EXTRACTED ENTRIES:
########

PR #2909, opened 2019-08-30
Feature/3041 null

rjrudin:


bsrikan:
@SameeraPriyathamTadikonda I think we can merge this PR. The 2 failures are a result of connection exception when mlClearModulesDatabase is called. Installed task test failed in the teardown step, so we can count that out. 
JobDeleteTaskTest failure in clearModulesDatabase isnt related to the fix anyway.

PR #2912, opened 2019-08-30
DHFPROD-3035: Custom ingestion step no longer has a default separator…

rjrudin:
… value

I couldn't remove "separator" because then I got a compilation error based on "separator" being required. So it at least doesn't have a default value anymore. I verified that if I switch the source format to "Delimited", then "Field Separator" appears with a default value of ",".


bsrikan:
Agree with @xnikhil08 . On creation the separator is empty string. As soon as you change it to any other type I see separator (,) assigned.

PR #3178, opened 2019-10-31
DHFPROD-3534: Adding collection name with entity-model-name when running a flow using gradle task

rahulvudutala:


marklogic-data-hub/src/main/resources/ml-modules/services/mlRunFlow.sjs
```diff
@@ -39,6 +39,10 @@ function post(context, params, input) {
     let stepDetailsOptions = stepDetails.options || {};
     // build combined options
     let combinedOptions = Object.assign({}, stepDetailsOptions, flowOptions, stepRefOptions, options);
+    let collections = combinedOptions.collections;
+    if(combinedOptions.targetEntity && !collections.includes(combinedOptions.targetEntity)) {
+      combinedOptions.collections.push(combinedOptions.targetEntity);
```
rjrudin: @ryanjdew @srinathgit @bsrikan  Thoughts on this? This change is saying - if a step or flow has a targetEntity defined, then any inserted documents will be added to that collection, regardless of whether it's configured or not. 

I can see how that is generally good, but I'm not sure if we should force this behavior. 

Additionally, DHFPROD-3534 identifies an issue - that the way steps are initially defined differs between QS and Gradle - but this does not address that issue. I think it's best to address that issue, rather than forcing behavior into the running of *any* step. 

When hubRunFlow is run, the task sets targetEntity to "entity-name" and then prints out the following: 

"IMPORTANT: Your new flow configuration file "flows/SomeFlow.flow.json" contains step templates with example values, such as 'inputFilePath' and 'entity-name'. The flow will not run as is. You MUST customize the steps for your project before running the flow."

However, when hubCreateStepDefinition is run, targetEntity is not stubbed out to "entity-name", and no such message is displayed.

I think since DHfPROD-3534 is identifying an issue with hubCreateStepDefinition, we should change its behavior, and the logical change seems to be that that task should include targetEntity:"entity-name" and print a message similar to the one that hubRunFlow prints out.

ryanjdew: @rjrudin @rahulvudutala  That is fair. Also, I missed that this change would apply an entity collection to all of the mastering documents, even those that aren't actual entity instances.

bsrikan: @rjrudin I think you are talking about hubCreateFlow, that is when we get the msg. hubCreateFlow does not create any step definitions, only a json flow artifact with 3 steps. So you can technically run "hubRunFlow" after running "hubCreateFlow". 
"hubRunFlow" will then run ingestion,mapping and mastering step. There will be some errors.

Ingest step: gives a Runtime exception for input path
Mapping step: gives an error for not having found mapping name
Mastering step: is a pass thru

I think the requirement for Explorer is to have a collection with entity name in the flow artifact, so the harmonized document has entity name as a collection. 

Fixing hubCreateStepDefinition might not achieve what Explorer wants/needs.

hao1st: @bsrikan What you said is what I understood. This is why @rahulvudutala tried to add the entity name as an additional collection to harmonized documents if missing during hubRunflow.

rjrudin: @hao1st @rahulvudutala "the harmonized document has entity name as a collection" is an implementation detail. What is the user-facing requirement?

rjrudin: I mistakenly said "hubRunFlow" above - as was pointed out, I meant "hubCreateFlow".

The difference with creating a step via Gradle is that hubCreateStepDefinition does not require an entity type to be specified the way e.g. QuickStart does when creating a mapping/matching/merging/mastering step. Thus, the step created by hubCreateStepDefinition does not have targetEntity set in it, while QS does set targetEntity, since it's a required input.

The solution I'm proposing is to follow the pattern shown by hubCreateFlow - when running hubCreateStepDefinition, set targetEntity to "entity-name" and print a message similar to the one printed by hubCreateFlow. That avoids forcing the inclusion of a collection regardless of the step, which may not always be desired by the user. 

Also, for "Explorer expects that each document has a related entity model." - why? What user-facing problem is being solved here?

rjrudin: Also, re: what @bsrikan stated - "I think the requirement for Explorer is to have a collection with entity name in the flow artifact, so the harmonized document has entity name as a collection."

There's no guarantee that a flow will have targetEntity set. Many users are making use of custom steps today because of gaps with mapping and mastering steps. It is not likely that they will have set targetEntity at the flow level. So this change is not going to address that scenario.

akshaysonvane: > Also, for "Explorer expects that each document has a related entity model." - why? What user-facing problem is being solved here?

The use-case is it to find all harmonized documents for a particular entity model. 
Explorer app performs a collection query on the assumption that all documents harmonized for a particular entity model are also tagged with the entity model's name.

browda: To a great extent, we need to understand exactly why we would expect that a collection would necessarily be tagged with the name of an entity model.  If the assumption is that the user will be led down the garden path as it were and be forced to do that association, that's one thing, but it appears as if the reality is something different.  This is analogous to the bromide that a new version of a program should never remove a feature that's in widespread use without going through a deprecation process.  With databases, this is still more problematic -- it's an archive where some data is used more often than other data -- since forcing compliance with what would appear to be an arbitrary standard that doesn't appear to be useful in day-to-day activity by users of that datybase.

rjrudin:
I'm closing this per the meeting today, where we agreed to have @ryanjdew look into a custom constraint that performs a query on /envelope/instance/(entity type).

PR #3179, opened 2019-10-31
DHFPROD-3539: Smart Mastering cleanup items

ryanjdew:
Since we're changing the path for the merge range, this will require a re-deploy to get all the changes.

Items addressed:

 

- When I run a match step on a set of documents, a match summary JSON document is created (no change from previous behavior). This match summary JSON document is changed in the following ways:

  - The URIs are displayed so the user understands which URIs will be processed (instead of just hashes)
  - The name 'URIsToActOn' is changed to 'URIsToProcess'
  -  In the "actionDetails" section, "merge" actions should have the relevant threshold included similar to "notify" actions
  - Merge step should honor source collection/query instead of ignoring it for its own method. (e.g., the merge step should restrict the range index values to the collection/query specified)

- When I run a mastering step or a merge step, an audit file is created for each merge. These audit files should be added to the sm-entityname-audit collection (instead of the mdm-audit collection)


bsrikan:
Thanks @wooldridge for verifying.

PR #3181, opened 2019-11-01
DHFPROD-3547: Use proper document root for declarative mapping

ryanjdew:


marklogic-data-hub/src/main/resources/ml-modules/root/data-hub/5/builtins/steps/mapping/entity-services/main.sjs
```diff
@@ -60,7 +60,7 @@ function main(content, options) {
   }
   let entityName = lib.getEntityName(targetEntityType);
   let entity = lib.getTargetEntity(targetEntityType);
-  let instance = doc.xpath('head((/*:envelope/(*:instance[count(* except *:info) gt 1]|*:instance/(* except *:info)),./object-node(),./*))');
+  let instance = doc.xpath('head((/*:envelope/(object-node("instance")|*:instance/(element() except *:info)),./object-node(),./*))');
```
srinathgit: Can you make the change here as well https://github.com/marklogic/marklogic-data-hub/blob/63a520f683302d0336747548d6a2bcce89d0f5b7/marklogic-data-hub/src/main/resources/ml-modules/root/data-hub/5/builtins/steps/mapping/entity-services/lib.sjs#L324 ?

ryanjdew: Updated it with the change there as well with latest push

bsrikan:
@ryanjdew is this expected. If I set the complete path for a nested property(no context) it gets me null. 
image

With source context set I get right value.
image

bsrikan:
Same is true for xml as well:
with context
image

with no context
image

PR #3196, opened 2019-11-06
DHFPROD-3603: Don't assume json dataFormat when creating match option…

ryanjdew:
…s via QS

### DIFF
--- a/marklogic-data-hub/src/main/resources/ml-modules/root/com.marklogic.smart-mastering/impl/process.xqy
+++ b/marklogic-data-hub/src/main/resources/ml-modules/root/com.marklogic.smart-mastering/impl/process.xqy
@@ -712,14 +712,7 @@ declare function proc-impl:build-content-objects-from-match-summary(
                 let $uris-to-merge := $action-details => map:get("uris") => json:array-values()
                 let $merged-doc-def := merge-impl:build-merge-models-by-uri($uris-to-merge, $merge-options, $uri)
                 let $merged-doc := $merged-doc-def => map:get("value")
-                let $merge-uri := merge-impl:build-merge-uri(
-                  $uri,
-                  if ($merged-doc instance of element() or
-                    $merged-doc instance of document-node(element())) then
-                    $const:FORMAT-XML
-                  else
-                    $const:FORMAT-JSON
-                )
+                let $merge-uri := $uri
                 let $prov-entry :=
                       let $merge-provenance-info as map:map? := if ($fine-grain-provenance) then $merged-doc-def => map:get("provenance") else ()
                       let $match-provenance-info as map:map? := $action-details => map:get("provenance")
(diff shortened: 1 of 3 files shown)


marklogic-data-hub/src/main/resources/ml-modules/root/com.marklogic.smart-mastering/impl/process.xqy
```diff
@@ -712,14 +712,7 @@ declare function proc-impl:build-content-objects-from-match-summary(
...
                 let $merged-doc := $merged-doc-def => map:get("value")
-                let $merge-uri := merge-impl:build-merge-uri(
-                  $uri,
-                  if ($merged-doc instance of element() or
-                    $merged-doc instance of document-node(element())) then
-                    $const:FORMAT-XML
-                  else
-                    $const:FORMAT-JSON
-                )
+                let $merge-uri := $uri
```
ryanjdew: This change is also for the merge URIs looking off.

bsrikan:
There is a build error. Can you pls look into it @ryanjdew 

Date: 2019-11-06T21:06:18.063Z
Hash: ecca7871949c2b5089ab
Time: 49495ms
chunk {0} runtime.26209474bfa8dc87a77c.js (runtime) 1.41 kB [entry] [rendered]
chunk {1} main.d88adad4ce8420d95d4e.js (main) 130 bytes [initial] [rendered]
chunk {2} polyfills.8d1e9ff8a9397209762d.js (polyfills) 128 bytes [initial] [rendered]
chunk {3} styles.ff4e1db7be9b7df89b8f.css (styles) 130 kB [initial] [rendered]

ERROR in src/main/ui/app/components/flows-new/edit-flow/mastering/matching/matching.model.ts(28,14): error TS2339: Property 'dataFormat' does not exist on type 'Matching'.

bsrikan:
I still continue to get empty actionDetails when mapped document is in XML format. JSON seems to work.

ryanjdew:
@bsrikan If the match options already sets dataFormat as "json", this PR won't change existing match options. This change makes it so we don't set it at all when we create new steps. Not having it set will cause matching/mastering check the input documents to determine data format.

bsrikan:
@ryanjdew matchOptions.dataFormat in my match step was json and options.outputFormat is also json. Created a new match step which didnt have dataFormat. Still I see the same issue with this PR even when I set both dataFormat and outputFormat to xml

ryanjdew:
@bsrikan Running the MatchFix step and setting the source collection to MatchFix on the merge step seems to give me the merges I'd expect to see.

bsrikan:
I didnt run the merge step. There were 500 mapped documents. So running the match step should give me more than 5 match summary documents. I always get 5 and when I open the summary report the actionDetails is empty. I will try again on a clean install and fresh snapshot build.

PR #3198, opened 2019-11-07
DHFPROD-3606:Generate function metadata only if forceLoad is set to true

srinathgit:
Generate function metadata only if forceLoad is set to true

### DIFF
--- a/web/src/main/java/com/marklogic/hub/web/service/DataHubService.java
+++ b/web/src/main/java/com/marklogic/hub/web/service/DataHubService.java
@@ -188,7 +188,13 @@ public class DataHubService {
         loadHubArtifactsCommand.setHubConfig(hubConfig);
         loadHubArtifactsCommand.setForceLoad(forceLoad);
 
-        commands.add(generateFunctionMetadataCommand);
+        // Generating function metadata xslt causes running existing mapping (xslts) step to fail with undefined function
+        // for any mappings that use these functions. So, we have to generate function metadata xslt only when 'forceLoad'
+        // is set to true which would ensure that mappings are inserted and compiled to xslts as well.
+        // Added as a temporary fix for DHFPROD-3606.
+        if(forceLoad){
+            commands.add(generateFunctionMetadataCommand);
+        }
         commands.add(loadUserModulesCommand);
         commands.add(loadUserArtifactsCommand);
         commands.add(loadHubArtifactsCommand);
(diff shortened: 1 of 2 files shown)


web/src/main/java/com/marklogic/hub/web/service/DataHubService.java
```diff
@@ -188,7 +188,9 @@ private void installUserModules(HubConfig hubConfig, boolean forceLoad, DeployUs
         loadHubArtifactsCommand.setHubConfig(hubConfig);
         loadHubArtifactsCommand.setForceLoad(forceLoad);
 
-        commands.add(generateFunctionMetadataCommand);
+        if(forceLoad){
+            commands.add(generateFunctionMetadataCommand);
+        }
```
rjrudin: Looking at the clients of this method - I don't think this can be done for CurrentProjectController::onWatchEvent. If the file change that was detected was for a mapping functions module, forceLoad will be false, and then function metadata will not be generated. 

Now how likely is it that the person using QS is also going to make a change to a mapping functions module? Today, that seems likely because the typical QS user is an ML SE/consultant. 

The root problem seems to be that generating function metadata for an unmodified mapping functions module causes the compiled XSLTs to fail. As you noted in 3606, this will still be a problem when using the Gradle tasks. I think we need that problem fixed, as this patch here only addresses QS and I think introduces the problem I pointed out above as well. 

@ryanjdew Perhaps the command outside of  ML isn't the way to go here, but rather a pre-commit trigger in the modules database? Then function metadata is only generated when the mapping module is created/modified, and it can be removed when the module is deleted. 

Though @srinathgit - what happens if I add a step to your steps in 3606 - a 3.5 where I modify a mapping functions module and then run the step again? Does it work, or does it fail then too?

srinathgit: If mapping function is added/edited, users should click on "REDEPLOY" button in the Manage Flows page which will force load , thereby generating function metadata again and recompiling the mappings

rjrudin: I did some testing locally with your change, and I verified that it at least is an improvement. 

My concern about changes to mapping function modules is unfounded, which isn't great - I noticed that if I change a custom mapping function module, QS doesn't detect that and thus doesn't load it. That then forces me to run mlLoadModules, which then causes the bug. 

So I think this change is worthwhile, but I'll add other comments to 3606.

rjrudin:
This now seems worth merging in. It's a patch on what appears to be a server bug. So the bug isn't completely solved, but it's an improvement.

web/src/main/java/com/marklogic/hub/web/service/DataHubService.java
rjrudin: @srinathgit  One request - please add comments here to explain what is going on here. Ideally we can remove this in the future soon.

PR #3199, opened 2019-11-07
DHFPROD-3376: mapping UI- If there is no ingested data, there should be an informational message explaining that the query didn't return any source documents

xnikhil08:
Contains the changes for the story DHFPROD-3376.

### DIFF
--- a/web/src/main/ui/app/components/flows-new/edit-flow/mapping/ui/mapping-ui.component.html
+++ b/web/src/main/ui/app/components/flows-new/edit-flow/mapping/ui/mapping-ui.component.html
@@ -1,7 +1,9 @@
 <!-- START NEW MAPPING VIEW -->
 <div *ngIf="isVersionCompatibleWithES" class="source-prop-container-map-exp">
-
-  <div>
+  <div *ngIf="targetEntity && !targetEntity.hasDocs">
+    <em>Unable to find documents that match your query.</em>
+  </div>
+  <div [ngClass]="{ hidden: !(targetEntity && targetEntity.hasDocs)}">
   
     <div class="Source_Tbl">
       <div class="item-title">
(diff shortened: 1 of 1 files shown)


web/src/main/ui/app/components/flows-new/edit-flow/mapping/ui/mapping-ui.component.html
```diff
@@ -1,7 +1,9 @@
 <!-- START NEW MAPPING VIEW -->
 <div *ngIf="isVersionCompatibleWithES" class="source-prop-container-map-exp">
-
-  <div>
+  <div *ngIf="targetEntity && !targetEntity.hasDocs">
+    <em>Unable to find documents that match your query.</em>
+  </div>
```
srinathgit: In the old mapping  UI, if no docs are found, the info we see is "Before configuring this mapping you must ingest source documents." . Can we continue to have that or is there any reason for the change ?

bsrikan: I checked the message suggested in the user story and it matched the implementation here.

web/src/main/ui/app/components/flows-new/edit-flow/mapping/ui/mapping-ui.component.html
```diff
@@ -1,7 +1,9 @@
 <!-- START NEW MAPPING VIEW -->
 <div *ngIf="isVersionCompatibleWithES" class="source-prop-container-map-exp">
-
-  <div>
+  <div *ngIf="targetEntity && !targetEntity.hasDocs">
+    <em>Unable to find documents that match your query.</em>
```
wooldridge: @eltesoro-ml has updated the messaging, see the Jira ticket for the new version.

xnikhil08: Updated the message as per the Jira tifcket.

PR #3205, opened 2019-11-09
DHFPROD-3616:Fix forceLoad in LoadUserModulesCommand

srinathgit:
This PR does 2 things

1. Fixes 'forceLoad' in LoadUserModulesCommand so that property file manager is initialized and timestamp file is deleted before loading from standard ml-gradle location when forceLoad is set to true
2. Load all user artifacts so that mappings get recompiled so that we don't run into XDMP-UNDFUN error (DHFPROD-3606)

### DIFF
--- a/marklogic-data-hub/src/main/java/com/marklogic/hub/deploy/commands/LoadUserArtifactsCommand.java
+++ b/marklogic-data-hub/src/main/java/com/marklogic/hub/deploy/commands/LoadUserArtifactsCommand.java
@@ -98,9 +98,6 @@ public class LoadUserArtifactsCommand extends AbstractCommand {
                 }
             }
         }
-        //Initializing the 'PropertiesModuleManager' instance so that timestamp file (local-user-modules-deploy-timestamps.properties)
-        // is read and only the modified files are deployed to server
-        pmm.initialize();
         return pmm;
     }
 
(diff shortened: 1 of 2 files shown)


marklogic-data-hub/src/main/java/com/marklogic/hub/deploy/commands/LoadUserArtifactsCommand.java
```diff
@@ -100,7 +100,7 @@ private PropertiesModuleManager getModulesManager() {
         }
         //Initializing the 'PropertiesModuleManager' instance so that timestamp file (local-user-modules-deploy-timestamps.properties)
         // is read and only the modified files are deployed to server
-        pmm.initialize();
+        //pmm.initialize();
```
rjrudin: I recommend deleting this line and the comments above it - keeping it will otherwise be confusing.

marklogic-data-hub/src/main/java/com/marklogic/hub/deploy/commands/LoadUserModulesCommand.java
```diff
@@ -180,6 +177,12 @@ public void execute(CommandContext context) {
         // load any user files under plugins/* int the modules database.
         // this will ignore REST folders under entities
         DefaultModulesLoader modulesLoader = getStagingModulesLoader(config);
+        // Load modules from standard ml-gradle location after 'PropertiesModuleManager' is initialized. This will ensure
+        // that in case of 'forceLoad' the ml-javaclient-utils timestamp file is deleted first and we the old timestamp file
```
rjrudin: Need to fix the grammar in the comment "and we the old timestamp file is not used when loading" - actually, I think you can end the comment right after "is deleted first".

PR #3220, opened 2019-11-11
DHFPROD-2806: Added json-mapping-example project

rjrudin:
Also updated the insurance project to use the new mapping system

This is for 5.1-develop


bsrikan:
@rjrudin When I run the flows they work as expected.
For jsonToJson flow, when I hit Test button I get 500 error in the Network tab of the browser as so:
`Local message: failed to apply resource at resources/ml:mappingValidator: Bad Request. Server Message: XDMP-URI: cts.doc("") -- Invalid URI format: ""`

bsrikan:
Looks like there is no sourceURI in the jsonToJson flow. With that fixed, we can merge the example project.

PR #3223, opened 2019-11-11
DHFPROD-3523: No longer depending on com.sun class for file watching

rjrudin:
This class isn't in OpenJDK, which means you can't compile/run QS on OpenJDK


rjrudin:
@srinathgit Can you test that locally? I only have OpenJDK and thus can't run it with that class included.

srinathgit:
@rjrudin ,
I just moved to openJDK 11 in my local machine. I will coordinate with @bsrikan  to test it

PR #3224, opened 2019-11-11
DHFPROD-3608: Don't break when ingesting JSON to XML (5.2)

ryanjdew:


marklogic-data-hub/src/main/resources/ml-modules/root/data-hub/5/impl/flow-utils.sjs
```diff
@@ -111,18 +111,17 @@ class FlowUtils {
       }
     } else if (inputFormat === dataFormat) {
       if(content instanceof Element &&  content.nodeName.toLowerCase() === 'root' && content.namespaceURI.toLowerCase() === ""){
-        instance = Sequence.from(content.xpath('/root/node()'));
+        instance = Sequence.from(content.xpath('node()'));
```
aebadirad: this handles xml to xml - MCLP will insert <root> for csv splits, this to get 'under' that.

ryanjdew: The if statement checks that content is already at the root element. I suspect it was working before because the first "/" would travel back up to the document root, but since it is already at the root element it should only need to get the child nodes.

aebadirad: I was just confirming the intent of that block added for the record. not necessarily disputing the node traversal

########

ACTIVITY:
Report the number of lines of the listing above that hold the string "solved", with no other text.

YOUR RESPONSE:
3